GOAL OF THE EXERCISE:
Copy out the full set of records. Keep every word the same.

** DATA SUPPLIED follows **

PR #3715, opened 2023-01-12
fix(breadcrumbs): updating extension to empty string if it contains c…

### LINKED ISSUE #3713: Bug: Octo comment throws error on breadcrumbs file
### Problem description

Install and configure Octo and proceed to creating a comment via review:

1. `:Octo review start`
2. Find a hunk and add a comment: `:Octo comment add`
3. It will throw the following error:
image

The reason it seems is that the `extension` of the file comes back in this format:

image

`php:507` where is should just be `php`. 

### LunarVim version

8f4a7bde

### Neovim version (>= 0.8.0)

8.2

### Operating system/version

MacOs

### Steps to reproduce

_No response_

### Screenshots

_No response_

RizaHKhan:
# Description

Extension contains special character (colon) which is causing errors on nvim function `nvim_set_hl`. 

fixes #3713

## How Has This Been Tested?

Setup Octo and its dependencies.
Start a PR review and place cursor on hunk. 
Run `:Octo comment add` and the file should open where a comment can be added.

### DIFF
--- a/lua/lvim/core/breadcrumbs.lua
+++ b/lua/lvim/core/breadcrumbs.lua
@@ -95,12 +95,12 @@ end
 
 M.get_filename = function()
   local filename = vim.fn.expand "%:t"
-    
+
   local extension = vim.fn.expand "%:e"
   if string.find(extension, ":") then
-    extension = ""    
+    extension = ""
   end
-    
+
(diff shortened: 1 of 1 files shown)


LostNeophyte:
the issue is already fixed in master

PR #3719, opened 2023-01-13
feat: cmdline config option enables cmp-cmdline plugin

opalmay:
We already have the configuration for cmdline completions (disabled by default). But the plugin has to be installed as a user plugin after enabling it.
With this commit setting `lvim.builtin.cmp.cmdline.enable = true` will also enable the `cmp-cmdline` plugin.


LostNeophyte (approved):
LGTM

PR #3721, opened 2023-01-13
refactor(quit)!: use native quit confirm

opalmay:
Use the native confirm quit functionality of Neovim `:confirm q` instead of our custom implementation.
image
This is a soft breaking change due to `N` now exiting without saving changes, instead of `N<CR>` canceling.
Presumably, `ESC` is mostly used to cancel rather than `N<CR>`. In this case the behavior is the same.


LostNeophyte (approved):
LGTM

PR #3727, opened 2023-01-14
fix(breadcrumbs): refresh on TabEnter

opalmay:
To reproduce the issue:
1. Open a new tab
2. Switch back to an existing tab
3. Tab count (right side of the breadcrumbs) will show the old tab count for a brief moment.
As a fix, add TabEnter as an additional event for refresh autocmd.


LostNeophyte (approved):
LGTM

PR #3730, opened 2023-01-15
chore(devicons): rename devicons owner & update

latipun7:
# Description

`kyazdani42/nvim-web-devicons` is renamed to its org: https://github.com/nvim-tree/nvim-web-devicons. Also, update the plugin to its latest commit.

## How Has This Been Tested?

- Updated the plugin myself
- Check with additional new feature to set default icons:
  ```lua
  local ok, devicons = pcall(require, "nvim-web-devicons")
  if ok then devicons.set_default_icon("", "#6d8086") end -- this func is not available in the previous commit, only the latest
  ```
- Works!

### DIFF
--- a/lua/lvim/plugins.lua
+++ b/lua/lvim/plugins.lua
@@ -177,7 +177,7 @@ local core_plugins = {
 
   -- Icons
   {
-    "kyazdani42/nvim-web-devicons",
+    "nvim-tree/nvim-web-devicons",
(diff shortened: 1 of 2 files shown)


LostNeophyte:
Where did you get this information? Latest commit is five days old and I can't see anything about it being moved

LostNeophyte (approved):
LGTM, Thanks!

** End of DATA SUPPLIED **

ANSWER TO THIS PROBLEM:
PR #3715, opened 2023-01-12
fix(breadcrumbs): updating extension to empty string if it contains c…

### LINKED ISSUE #3713: Bug: Octo comment throws error on breadcrumbs file
### Problem description

Install and configure Octo and proceed to creating a comment via review:

1. `:Octo review start`
2. Find a hunk and add a comment: `:Octo comment add`
3. It will throw the following error:
image

The reason it seems is that the `extension` of the file comes back in this format:

image

`php:507` where is should just be `php`. 

### LunarVim version

8f4a7bde

### Neovim version (>= 0.8.0)

8.2

### Operating system/version

MacOs

### Steps to reproduce

_No response_

### Screenshots

_No response_

RizaHKhan:
# Description

Extension contains special character (colon) which is causing errors on nvim function `nvim_set_hl`. 

fixes #3713

## How Has This Been Tested?

Setup Octo and its dependencies.
Start a PR review and place cursor on hunk. 
Run `:Octo comment add` and the file should open where a comment can be added.

### DIFF
--- a/lua/lvim/core/breadcrumbs.lua
+++ b/lua/lvim/core/breadcrumbs.lua
@@ -95,12 +95,12 @@ end
 
 M.get_filename = function()
   local filename = vim.fn.expand "%:t"
-    
+
   local extension = vim.fn.expand "%:e"
   if string.find(extension, ":") then
-    extension = ""    
+    extension = ""
   end
-    
+
(diff shortened: 1 of 1 files shown)


LostNeophyte:
the issue is already fixed in master

PR #3719, opened 2023-01-13
feat: cmdline config option enables cmp-cmdline plugin

opalmay:
We already have the configuration for cmdline completions (disabled by default). But the plugin has to be installed as a user plugin after enabling it.
With this commit setting `lvim.builtin.cmp.cmdline.enable = true` will also enable the `cmp-cmdline` plugin.


LostNeophyte (approved):
LGTM

PR #3721, opened 2023-01-13
refactor(quit)!: use native quit confirm

opalmay:
Use the native confirm quit functionality of Neovim `:confirm q` instead of our custom implementation.
image
This is a soft breaking change due to `N` now exiting without saving changes, instead of `N<CR>` canceling.
Presumably, `ESC` is mostly used to cancel rather than `N<CR>`. In this case the behavior is the same.


LostNeophyte (approved):
LGTM

PR #3727, opened 2023-01-14
fix(breadcrumbs): refresh on TabEnter

opalmay:
To reproduce the issue:
1. Open a new tab
2. Switch back to an existing tab
3. Tab count (right side of the breadcrumbs) will show the old tab count for a brief moment.
As a fix, add TabEnter as an additional event for refresh autocmd.


LostNeophyte (approved):
LGTM

PR #3730, opened 2023-01-15
chore(devicons): rename devicons owner & update

latipun7:
# Description

`kyazdani42/nvim-web-devicons` is renamed to its org: https://github.com/nvim-tree/nvim-web-devicons. Also, update the plugin to its latest commit.

## How Has This Been Tested?

- Updated the plugin myself
- Check with additional new feature to set default icons:
  ```lua
  local ok, devicons = pcall(require, "nvim-web-devicons")
  if ok then devicons.set_default_icon("", "#6d8086") end -- this func is not available in the previous commit, only the latest
  ```
- Works!

### DIFF
--- a/lua/lvim/plugins.lua
+++ b/lua/lvim/plugins.lua
@@ -177,7 +177,7 @@ local core_plugins = {
 
   -- Icons
   {
-    "kyazdani42/nvim-web-devicons",
+    "nvim-tree/nvim-web-devicons",
(diff shortened: 1 of 2 files shown)


LostNeophyte:
Where did you get this information? Latest commit is five days old and I can't see anything about it being moved

LostNeophyte (approved):
LGTM, Thanks!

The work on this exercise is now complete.